Diremos que, en lugar de ser una teoría política, el liberalismo es una teoría crítica de la política. Vincula lo político con lo ético, para subordinarlo a lo económico. No podría decirse entonces que hay política liberal en sí, sino crítica liberal de lo político, que es una crítica a la limitación de la libertad individual.

El demoliberalismo posmoderno ofrece, aún en sus crisis, un placebo irresistible: el fortalecimiento del individualismo liberal. Las actuales circunstancias han generado en una parte de la población una temperatura social de ira y de frustración. Ese es un terreno fértil para que la pedagogía libertaria, envase fresco del liberalismo salvaje, utilice esa ira y esa frustración para sus propios fines: construir su base política. La doctrina no varía. El chivo expiatorio preferencial es el Estado –la esfera pública, del “nosotros”– y la espada es el discurso de mercado: la esfera privada, del “yo”.

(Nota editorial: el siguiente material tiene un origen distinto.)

PR #168, opened 2026-07-07
honor target-<name>: overrides for rootfs/initramfs/kernel sections

bsandu-peridio:
## Summary

Per-target overrides declared as `target-<name>:` inside the `rootfs:`, `initramfs:`, and `kernel:` sections are now honored by the image/build commands — most importantly for image settings such as a custom `--tag`. This matches the override behavior already used in extension image flows.

Before this change, adding a `target-<name>:` sub-key to one of these singleton sections would trip the "cannot mix singleton and named-map form" guard in the deserializer, and even where it parsed, the override was never applied when composing the image node.

## Changes

- **`src/utils/config.rs`** — `named_or_single_deserializer` strips `target-*` / `kernel-*` override sub-keys before inferring singleton-vs-named shape, so a singleton section with overrides isn't mistaken for a mixed form. The overrides are resolved later by the image commands on the raw composed value.
- **`src/commands/rootfs/image.rs`, `initramfs/image.rs`, `kernel/image.rs`** — apply `resolve_overrides_in_value(...)` to the composed section node before reading the image type/args, so per-target overrides take effect. This runs on the already-composed value, preserving path-based image sources.
- **`src/commands/runtime/build.rs`** — merge per-target overrides before extracting image type/args for runtime manifest/build script generation, matching the standalone `avocado <role> image` commands.

### Example

```yaml
rootfs:
  image:
    type: kab
    args: '-b -t kos.layer.rootfs --tag base'
  target-qemux86-64:
    image:
      args: '-b -t kos.layer.rootfs --tag qemu-x64'
  target-qemuarm64:
    image:
      args: '-b -t kos.layer.rootfs --tag qemu-arm64'
```

## Review follow-ups (Copilot)

- **Named-map form + override keys**: the deserializer no longer silently drops `target-*` / `kernel-*` keys when a section is in named-map form. Since overrides only make sense in singleton form (they override the singleton's config fields), their presence in named-map form is treated as a misplaced/mis-indented override and rejected with a clear error.
- **Test coverage**: added regression tests for `target-<name>` overrides in the `initramfs:` and `kernel:` sections (including a `kernel-<spec>:` example), plus a test asserting the named-map rejection above. Previously only `rootfs:` was covered.

## Testing

- `cargo test --lib` — all config tests pass (220 passed), including the 4 new tests.
- `cargo clippy --lib` — clean.

### DIFF
--- a/src/commands/kernel/image.rs
+++ b/src/commands/kernel/image.rs
@@ -106,7 +106,16 @@ impl KernelImageCommand {
 
         print_info("Building kernel image.", OutputLevel::Normal);
 
-        let kernel_node = composed.merged_value.get("kernel");
+        // Honor per-target `target-<name>:` overrides inside the `kernel:`
+        // section (e.g. a custom `--tag`). Apply the same override merge
+        // extensions use, but on the already-composed value so path-based
+        // sources (merge_path_based_image_sections) are preserved.
+        let kernel_merged = composed
+            .merged_value
+            .get("kernel")
+            .cloned()
+            .map(|v| config.resolve_overrides_in_value(v, &target_arch, None, "kernel"));
+        let kernel_node = kernel_merged.as_ref();
         let image_type = kernel_node
             .and_then(get_ext_image_type)
             .unwrap_or_else(|| "raw".to_string());
--- a/src/commands/kernel/image.rs
+++ b/src/commands/kernel/image.rs
@@ -107,14 +107,13 @@ impl KernelImageCommand {
         print_info("Building kernel image.", OutputLevel::Normal);
 
         // Honor per-target `target-<name>:` overrides inside the `kernel:`
-        // section (e.g. a custom `--tag`). Apply the same override merge
-        // extensions use, but on the already-composed value so path-based
-        // sources (merge_path_based_image_sections) are preserved.
-        let kernel_merged = composed
-            .merged_value
-            .get("kernel")
-            .cloned()
-            .map(|v| config.resolve_overrides_in_value(v, &target_arch, None, "kernel"));
+        // section (e.g. a custom `--tag`). Resolved on the already-composed
+        // value so path-based sources (merge_path_based_image_sections) are
+        // preserved. `kernel-<spec>:` overrides can't be applied here (the
+        // kernel version isn't known until inside the container), so the helper
+        // warns rather than silently dropping them.
+        let kernel_merged =
+            config.resolve_image_section(&composed.merged_value, "kernel", &target_arch);
         let kernel_node = kernel_merged.as_ref();
         let image_type = kernel_node
             .and_then(get_ext_image_type)
--- a/src/commands/runtime/build.rs
+++ b/src/commands/runtime/build.rs
@@ -1389,27 +1389,28 @@ fi"#
                 .join(" ")
         };
 
-        // Resolve `image:` config for rootfs / initramfs / kernel. Same
-        // dynamic accessors as extensions — the helpers don't care about
-        // the parent yaml node's identity.
-        let resolve_img = |yaml_key: &str| -> (String, Option<String>) {
-            // Honor per-target `target-<name>:` overrides (e.g. a custom
-            // `--tag`) inside the rootfs/initramfs/kernel section, matching the
-            // standalone `avocado <role> image` commands.
-            let merged = parsed
-                .get(yaml_key)
-                .cloned()
-                .map(|v| config.resolve_overrides_in_value(v, target_arch, None, yaml_key));
-            let node = merged.as_ref();
-            let t = node
+        // Resolve the rootfs / initramfs / kernel sections once, folding in
+        // per-target `target-<name>:` overrides (e.g. a custom `--tag`) to match
+        // the standalone `avocado <role> image` commands. Resolving once here
+        // means every reader below (image type/args *and* `post_install`) sees
+        // the same per-target node instead of the raw section.
+        let rootfs_section = config.resolve_image_section(parsed, "rootfs", target_arch);
+        let initramfs_section = config.resolve_image_section(parsed, "initramfs", target_arch);
+        let kernel_section = config.resolve_image_section(parsed, "kernel", target_arch);
+
+        // Extract `image:` type/args from an already-resolved section. Same
+        // dynamic accessors as extensions — the helpers don't care about the
+        // parent yaml node's identity.
+        let resolve_img = |section: Option<&serde_yaml::Value>| -> (String, Option<String>) {
+            let t = section
                 .and_then(crate::utils::config::get_ext_image_type)
                 .unwrap_or_else(|| "raw".to_string());
-            let a = node.and_then(crate::utils::config::get_ext_image_args);
+            let a = section.and_then(crate::utils::config::get_ext_image_args);
             (t, a)
         };
-        let (rootfs_image_type, rootfs_image_args) = resolve_img("rootfs");
-        let (initramfs_image_type, initramfs_image_args) = resolve_img("initramfs");
-        let (kernel_image_type, kernel_image_args) = resolve_img("kernel");
+        let (rootfs_image_type, rootfs_image_args) = resolve_img(rootfs_section.as_ref());
+        let (initramfs_image_type, initramfs_image_args) = resolve_img(initramfs_section.as_ref());
+        let (kernel_image_type, kernel_image_args) = resolve_img(kernel_section.as_ref());
 
         // Default kabtool args mirror ext/image.rs:879. Used when the
         // config provides `image: { type: kab }` without an explicit `args`.
@@ -2268,7 +2269,10 @@ echo "Docker image priming complete.""#,
             .resolve_runtime_initramfs(&self.runtime_name)
             .or_else(|| config.initramfs_default());
 
-        let rootfs_post_install = get_post_install(parsed.get("rootfs"));
+        // Read `post_install` from the per-target-resolved section (not raw
+        // `parsed`) so a `target-<name>:` override's script is honored, matching
+        // how the image tag override is applied above.
+        let rootfs_post_install = get_post_install(rootfs_section.as_ref());
         let rootfs_permissions_section = render_perms(resolved_rootfs, "$ROOTFS_WORK/etc");
         let rootfs_build_section = generate_rootfs_build_script(
             NAMESPACE_UUID,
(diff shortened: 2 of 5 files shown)


src/utils/config.rs
```diff
@@ -50,6 +50,22 @@ mod named_or_single_deserializer {
...
+            k.as_str()
+                .map(|s| s.starts_with("target-") || s.starts_with("kernel-"))
+                .unwrap_or(false)
+        };
+        let mapping: serde_yaml::Mapping = mapping
+            .iter()
+            .filter(|(k, _)| !is_override_key(k))
+            .map(|(k, v)| (k.clone(), v.clone()))
+            .collect();
+
```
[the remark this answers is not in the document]
mobileoverlord: Addressed in 8380a0b: the deserializer now tracks whether any override keys were stripped and returns a hard error in the named-map branch instead of silently dropping them, since `target-*`/`kernel-*` overrides only make sense in singleton form. Added `test_override_keys_in_named_map_form_are_rejected` covering this.

src/utils/config.rs
```diff
@@ -10809,6 +10827,31 @@ rootfs:
         );
     }
 
+    #[test]
+    fn test_rootfs_target_override_keys_do_not_trip_mixed_form() {
+        // Per-target override sub-keys inside a singleton rootfs must not trip
+        // the mix-of-forms guard; they are stripped from the typed struct
+        // (the image command resolves them on the raw composed value for the tag).
```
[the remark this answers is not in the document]
mobileoverlord: Addressed in 8380a0b: added `test_initramfs_target_override_keys_do_not_trip_mixed_form` and `test_kernel_target_override_keys_do_not_trip_mixed_form` (the latter includes a `kernel-6.6:` spec example).

mobileoverlord (dismissed):

src/commands/kernel/image.rs
```diff
@@ -106,7 +106,16 @@ impl KernelImageCommand {
...
-        let kernel_node = composed.merged_value.get("kernel");
+        // Honor per-target `target-<name>:` overrides inside the `kernel:`
+        // section (e.g. a custom `--tag`). Apply the same override merge
+        // extensions use, but on the already-composed value so path-based
+        // sources (merge_path_based_image_sections) are preserved.
+        let kernel_merged = composed
+            .merged_value
+            .get("kernel")
+            .cloned()
+            .map(|v| config.resolve_overrides_in_value(v, &target_arch, None, "kernel"));
```
jetm: All four sites pass `None` as the third arg (`resolved_kver`), and in `resolve_overrides_in_value` the `kernel-<spec>:` branch pushes the key to `keys_to_remove` unconditionally but only merges the override under `if let Some(kver) = resolved_kver`. So with `None` a `kernel-6.6:` override is stripped and never applied — `avocado kernel image` builds with the base `--tag`, not the override. Since the kernel image command only learns the kernel version inside the container shell (the `Image-*` glob), it has no kver to pass here, so `kernel-<spec>:` support is effectively dead in this path even though the tests and section comments advertise it. `target-<name>:` works; `kernel-<spec>:` doesn't.

jetm (commented):
Reviewed the `target-<name>:`/`kernel-<spec>:` override support. Two correctness issues stand out: `kernel-<spec>:` overrides are silently never applied (all sites pass `None` for the kver), and `runtime build` ignores per-target `post_install` overrides while honoring the tag. Two more are behavior questions around the deserializer's prefix stripping. Details inline.

src/commands/runtime/build.rs
```diff
@@ -1393,7 +1393,14 @@ fi"#
...
         // the parent yaml node's identity.
         let resolve_img = |yaml_key: &str| -> (String, Option<String>) {
-            let node = parsed.get(yaml_key);
+            // Honor per-target `target-<name>:` overrides (e.g. a custom
+            // `--tag`) inside the rootfs/initramfs/kernel section, matching the
+            // standalone `avocado <role> image` commands.
+            let merged = parsed
+                .get(yaml_key)
+                .cloned()
+                .map(|v| config.resolve_overrides_in_value(v, target_arch, None, yaml_key));
```
jetm: `resolve_img` resolves the image tag/type override here, but `get_post_install(parsed.get("rootfs"))` and `.get("initramfs")` later in this command (~2264/2273) still read the raw `parsed` section, so a per-target `post_install` override is ignored while the tag override is honored. The standalone `avocado rootfs image` command resolves the node first and would run the override script, so the two paths diverge for the same config. Separately, this `.get(section).cloned().map(|v| resolve_overrides_in_value(v, target, None, section))` dance is now copy-pasted at four sites — resolving overrides once during composition (right after `merge_path_based_image_sections`) would close the `post_install` gap and stop every future reader of `merged_value` from having to repeat it.

src/utils/config.rs
```diff
@@ -50,6 +50,24 @@ mod named_or_single_deserializer {
             }
         };
 
+        // Per-target / per-kernel override sub-keys (`target-<name>:`,
+        // `kernel-<spec>:`) are resolved later by the image commands on the raw
+        // composed value. Drop them before shape inference and the typed
+        // deserialize below, so a `rootfs: { image: ..., target-qemux86-64: ... }`
+        // isn't mistaken for a mix of singleton + named-map forms.
+        let is_override_key = |k: &serde_yaml::Value| {
```
jetm, line 78: `is_override_key` strips any key starting `target-`/`kernel-` before `field_key_count`, regardless of form. That's right for singleton sections, but it also fires on a *named-map* section whose entry names happen to start with those prefixes — e.g. `kernel: { kernel-lts: {...}, kernel-mainline: {...} }` referenced by a runtime as `kernel: kernel-lts`. All entries get stripped, `field_key_count == 0 && had_override_keys`, and the guard below hard-errors, so a config that parsed fine on `main` fails to load. Repo examples use names like `yocto-6-6` so it may not bite today, but the prefix match is broader than the singleton-override intent.

src/utils/config.rs
```diff
@@ -58,8 +76,22 @@ mod named_or_single_deserializer {
...
         if field_key_count == 0 {
-            // Named-map form.
+            // Named-map form. `target-<name>:`/`kernel-<spec>:` overrides only
+            // make sense inside singleton form (they override the singleton's
+            // config fields), so their presence here means the section has no
+            // recognized config fields to override — most likely a mis-indented
+            // or misplaced override. Reject it rather than silently dropping it.
+            if had_override_keys {
+                return Err(de::Error::custom(format!(
+                    "{kind_label}: `target-<name>:`/`kernel-<spec>:` override keys are only valid \
```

La pulsión liberal adopta un carácter salvaje cuando –con un discurso antipolítico con quien hace política– reposa en una tragedia que asume como destino: la ingobernabilidad endémica del país, un destino colectivo al que el destino individual estaría trágicamente atado: la imposibilidad histórica de evolucionar hacia una comunidad. Los reflejos del clasismo como motor de la no historia. La voluntad libertaria del “yo” que lucha contra la idea de conformar un “nosotros”, que siempre es vista como una amenaza que podría licuar el divino tesoro: la individualidad. El individuo como medida de todas las cosas. La guerra de guerrillas individual contra la comunidad. La moralina usada contra la moral nacional.

 

Macri ya fue, pero…

Todo esquema de gobierno debe partir de un diagnóstico realista del escenario que le toca gobernar. En el escenario que nos toca, la unidad debe ser superior al conflicto, pero vale señalar que, no sin dificultades, esta unidad se está construyendo con un fino equilibrio sobre la memoria reciente. Por eso no es sencilla la transición hacia otro ciclo político que deje atrás cuatro años de autodestrucción.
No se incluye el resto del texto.